I was going to show Thom how to build his own histograms, with a frequency table and all, and I thought, you know, all those new functions and features will make this easier. So I’m going to build a histogram using Dynamic Arrays and show you how easy it can be.

The Data

I’m using my recorded weights for 2020, which has a column for date and one for weight. The dates are in A2:A288 and the weights are in B2:B288. Easy peasy.

I like to make a little summary table when I do an analysis like this. Below I’ve included the number of data points (Count), the Mean and Standard Deviation, and the Minimum and Maximum values. The formulas are =COUNT(B2:B288), =AVERAGE(B2:B288), =STDEV(B2:B288), =MIN(B2:B288), and =MAX(B2:B288).

Generate Chart Data

Let’s make a list of weights. I’ll use =UNIQUE(B2:B88) to produce a list of weights in column B. But let’s also sort the list, using =SORT(UNIQUE(B2:B288)). The dynamic array formula starts in cell D6, and spills down as far as it needs to, in this case to cell D19. The spill range is indicated by the blue shadowed border of D6:D19. This spilling into appropriate-size ranges makes Dynamic Arrays flexible and powerful.

Given the weights we need counts for, we can use a simple COUNTIF formula. In cell E6 I have =COUNTIF(B2:B288,D6#). The # symbol after D6 in the formula means Excel will use the entire Dynamic Array defined in D6, and spill the results starting in cell E6, however long it may be.

And we see the Dynamic Array result in E6:E19

We can calculate the points we need for a Normal Curve using the NORM.DIST function. The function in cell F6, which spills into F6:F19, is =NORM.DIST(D6#,E3,F3,FALSE), using the mean and standard deviation calculated in cells E3 and F3.

Actually, I can fix the curve data. The results above are in fractions while the counts are in whole numbers. But multiplying the fractions by the total number of input values will put the curve and the count on the same scale. So I’ll change the formula in F6 to =D3*NORM.DIST(D6#,E3,F3,FALSE).

Build the Chart

Select the range D6:F19 and insert a clustered column chart.

Right click on one of the visible data points, and choose Change Series Chart Type from the pop-up menu. Select the Curve series, and change the chart type to Line in the dropdown.

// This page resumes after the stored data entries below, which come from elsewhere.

PR #11, opened 2020-08-12
Standardize Enterprise (and Cloud) Release Notes

paolaperaza:
Hey all, throwing up a PR here with a slightly new format for release notes now that we're separating these out between Cloud and Enterprise. My goal was to:

- Clearly break down all changes for every patch release, both Enterprise and Cloud (and the date they were released)
- Make "latest" patch release for Enterprise users explicit and easy to find (always at the top)
- Correct AWS install docs to NOT specify an explicit version but to add `<platform-version>` to the helm install command and point them to Enterprise release notes to find the latest patch release themselves (cc: @shabx)
- Updated URLs to new docs links in both Cloud + Enterprise release notes doc
- Abstract Enterprise-only stuff for cloud and visa versa (e.g. remove "Enterprise-only changes" in Cloud)

Questions:
- @vishwas-astro I have "Release Date" for Enterprise patch versions as the day we pushed them to Cloud. For Enterprise-only patches there may only be one date, but if we push 0.18.x to Cloud today how do we define when that patch release is made GA for Enterprise, and where is the source of truth for that date?
- I broke down releases in chronological order, appending patches at the bottom of a section for a minor release. Does that seem good to you guys or should we do `0.16.4` at the top and then `0.16.0` at the bottom?

Lemme know what you all think. FYI we still need to clean up the AKS and GKE install docs somewhat significantly.


vishwas-astro:
> Questions:
> 
> * @vishwas-astro I have "Release Date" for Enterprise patch versions as the day we pushed them to Cloud. For Enterprise-only patches there may only be one date, but if we push 0.18.x to Cloud today how do we define when that patch release is made GA for Enterprise, and where is the source of truth for that date?

Enterprise patch versions may or may not get pushed out to Cloud. For eg: if we now come up with 0.16.5 it is not going to get pushed out to our cloud as we are already at ahead (0.18.0) on cloud. At the same time a month ago, when we cut 0.16.1 and 0.16.2, they were pushed out to cloud as well as it was before 0.17.0. was rolled out.

The date, I would say, is when the images are made available in our helm.astronomer.io repo.


> * I broke down releases in chronological order, appending patches at the bottom of a section for a minor release. Does that seem good to you guys or should we do `0.16.4` at the top and then `0.16.0` at the bottom?

I prefer the latest patch release and its release notes at the top and then 0.16.0 at the bottom.

paolaperaza:
@vishwas-astro Cool. I changed up the order such that release notes for newer patch releases are appended at the top - agreed on that.

Re: dates - yea, the split from Cloud minor releases into Enterprise patch releases was precisely my question. I looked here, then for dates (since our helm.astronomer.io repo was deprecated I think in Jan): https://github.com/astronomer/astronomer/releases

- What is 0.16.2? I can't find any GH issue or milestone for issues there, but I do see a PR to bump Astro UI: https://github.com/astronomer/astronomer/releases/tag/v0.16.2. Right now I don't have it accounted for in these release notes
- It looks like 0.16.3 and 0.16.4 have the same release date here FYI (adjusted in release notes doc accordingly)

If that all looks good feel free to approve and I'll go ahead and merge. Thanks for looking at this.

enterprise/stable/09_resources/01_release-notes.md
```diff
@@ -4,48 +4,78 @@ navTitle: "Release Notes"
...
-### New "Environment Variables" Tab in the Astronomer UI
+Release Date: July 22, 2020
 
-Astronomer v0.16 comes with significant improvements to the experience of setting Environment Variables on Astronomer. Namely, we've introduced a dedicated 'Variables' tab, lessening the density of the "Settings" page and making these configurations accessible to "Trial" users on Astronoomer Cloud.
+- Improvement: Default to eventual consistency in Airflow chart version
+- BugFix: Link to Workspace broken in 'SysAdmin' > 'Users' View
+- BugFix: Prevent ability to create Service Account with the same name in Astro UI and CLI
+- BugFix: Error on `$ astro dev init` and `$ astro version` if not authenticated to Astronomer
+- BugFix: Update intermediate cert on the astronomer.io wildcard to resolve `(60) SSL certificate problem: certificate has expired` in Astro CLI
+- BugFix: Restore ability to dynamically pull namespace with `namespace=default` in [KubernetesPodOperator](https://www.astronomer.io/docs/enterprise/stable/customize-airflow/kubepodoperator/) and KubernetesExecutor Config
```
vishwas-astro, line 26: I thought a lot of the above is going in with 0.16.5 and not 0.16.4. Or am I mistaken?

cloud/stable/06_resources/01_release-notes.md
```diff
@@ -8,9 +8,9 @@ description: "Astronomer Cloud Release Notes."
 
 Release Date: July 27, 2020
```
vishwas-astro, line 10: what about release notes for 0.18.0 cloud release?

cloud/stable/06_resources/01_release-notes.md
```diff
@@ -26,35 +26,55 @@ As reported [here](https://forum.astronomer.io/t/error-http-do-failed-i-o-timeou
...
+- BugFix: Error when deleting a 'Pending' Workspace invite in Astro UI 
+- BugFix: "Deployment Status" bubble in the Astro UI persistently blue/pulsating
+- BugFix: Issue with Extra Capacity resetting every time you change an Env Var
+
+### v0.16.3
+
+Release Date: July 17, 2020
+
+- BugFix: Mismatched rendering when switching between Deployments in the Astro UI
+
```
vishwas-astro, line 77: Can we move 0.16.1 and 0.16.3 above 0.16.0?

paolaperaza: Ah yes - missed this in Cloud release notes. Fixed. Thanks for the catch.

cloud/stable/06_resources/01_release-notes.md
paolaperaza: Got it, sorry about that - thanks again for the catch here. Too many files!

enterprise/stable/09_resources/01_release-notes.md
paolaperaza: Yea, I think we need to double check this list - will remove from this PR and submit another  with 0.16.4/0.16.5 details. Thanks @vishwas-astro !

It’s a good start, but still a bit rugged.

Format the Curve series line to use a Smoothed Line, and change the Gap Width of the columns to 50.

Finally I deleted the legend.

The bars and the normal curve are not perfectly aligned, because there’s a longer tail at the higher weights, but that’s not a problem.

So it’s a pretty good chart. Or is it…??

The First Correction

Did you notice that there was no value 174 between 173 and 175? The problem with using UNIQUE is that it only gives you what values are in the range, not every value you might expect.

I’ll fix this by using SEQUENCE(rows, columns, start, increment) rather than UNIQUE(range). Cell D6 has the formula =SEQUENCE(H3+1-G3,1,G3,1). The number of rows is the max plus one minus the min, H3+1-G3; the number of columns is 1, the starting value is the minimum, G3, and the increment is 1. This Dynamic Array formula requires an extra row (for the previously missing 174) but the Count and Curve Dynamic Arrays keep up easily.

The chart now shows all categories, with a zero-height bar at 174.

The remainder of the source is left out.